● Prompt
Exactly as written, restate the material below from its first line through the line containing "- since we don't", and stop there.

*** Material to process Section Begins ***

Issue #5716, opened 2026-08-03
Maplibre-gl no longer supports UMD


andysellick:
We use the DEFRA map in `frontend`s map component. In order to have it function correctly within our CSP we rely upon `maplibre-gl`s CSP worker, which is used in place of the default.

Unfortunately, as of v6 of maplibre-gl the UMD approach has been removed, and can only be used with ES6 modules. Our Rails setup does not yet support this, so we've had to [pin to an older version of maplibre-gl](https://github.com/alphagov/frontend/pull/5715).

## Context
Recording in case this is helpful.

We currently use the [UMD approach for the DEFRA map](https://defra.github.io/interactive-map/getting-started). This works as follows:

- we [import the csp worker from the node_modules](https://github.com/alphagov/frontend/blob/main/app/assets/javascripts/components/map/maplibre-gl-csp-worker.js) via a JS file specifically created for this
- since we don't know what the fingerprinted filename for this file will be, we render the fingerprinted filename in the map component file and [attach it to a data attribute](http://github.com/alphagov/frontend/blob/main/app/views/components/_map.html.erb#L35)
- we then [read the attribute in the component JS](https://github.com/alphagov/frontend/blob/main/app/assets/javascripts/components/map.js#L11) and pass it to the initialiser for the DEFRA map

## ES modules
The alternative to UMD is ES modules. We currently can't use [ES modules](https://developer.mozilla.org/en-US/docs/Web/JavaScript/Guide/Modules) on GOV.UK because of our asset pipeline, which compiles and fingerprints our JS files. Typical ES modules syntax such as the following will fail because the JS doesn't know the fingerprinted name of the file it is trying to import.

```JS
import { name as squareName, draw } from "./shapes/square.js"; // fails
// square.js is output from the asset pipeline as square-[unknown fingerprint].js
```

PR #5790, opened 2026-09-11
[DO NOT MERGE] Spike importmaps

andysellick:

## What
Spiking importmaps to try to allow the map component to work with ES modules.

References:

- https://github.com/rails/importmap-rails
- https://medium.com/jungletronics/mastering-import-maps-in-rails-8-5f6c32991aa8

Note: this requires the line `<%= javascript_importmap_tags %>` to be added to the components gem, specifically in the HEAD of the public layout component, and in the component guide layout template HEAD.

Here's why this is difficult.

- we can use importmaps to include the map component code as a module, this needs to be excluded from the normal sprockets compilation in `assets.rb`
- we then need to do the same for the `defra` and `maplibre` dependencies, which the map code needs to import
- they can't be called directly from `node_modules` so I created new files that `require` each of them, and put them into the new place for JS (`app/javascript`)
- however at that point `defra` or `maplibre` start using their own `import x from y` commands, which fail because those other things don't exist (`maplibre` relies on babel, for example)
- so then we need to add those dependencies into the mix as well, at which point we're manually maintaining an increasingly complex web of things, and dealing with new errors where variable names in these different files clash, for some reason

This isn't working yet, and I think it might be possible to get there, but the effort and maintenance burden is beginning to look a little high.

## Why
See https://github.com/alphagov/frontend/issues/5716

https://gov-uk.atlassian.net/jira/software/c/projects/PNP/boards/1356?selectedIssue=PNP-10149


andysellick:
Closing as a not viable solution.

*** Material to process Section Ends ***

● Exercise solution
Issue #5716, opened 2026-08-03
Maplibre-gl no longer supports UMD


andysellick:
We use the DEFRA map in `frontend`s map component. In order to have it function correctly within our CSP we rely upon `maplibre-gl`s CSP worker, which is used in place of the default.

Unfortunately, as of v6 of maplibre-gl the UMD approach has been removed, and can only be used with ES6 modules. Our Rails setup does not yet support this, so we've had to [pin to an older version of maplibre-gl](https://github.com/alphagov/frontend/pull/5715).

## Context
Recording in case this is helpful.

We currently use the [UMD approach for the DEFRA map](https://defra.github.io/interactive-map/getting-started). This works as follows:

- we [import the csp worker from the node_modules](https://github.com/alphagov/frontend/blob/main/app/assets/javascripts/components/map/maplibre-gl-csp-worker.js) via a JS file specifically created for this
- since we don't know what the fingerprinted filename for this file will be, we render the fingerprinted filename in the map component file and [attach it to a data attribute](http://github.com/alphagov/frontend/blob/main/app/views/components/_map.html.erb#L35)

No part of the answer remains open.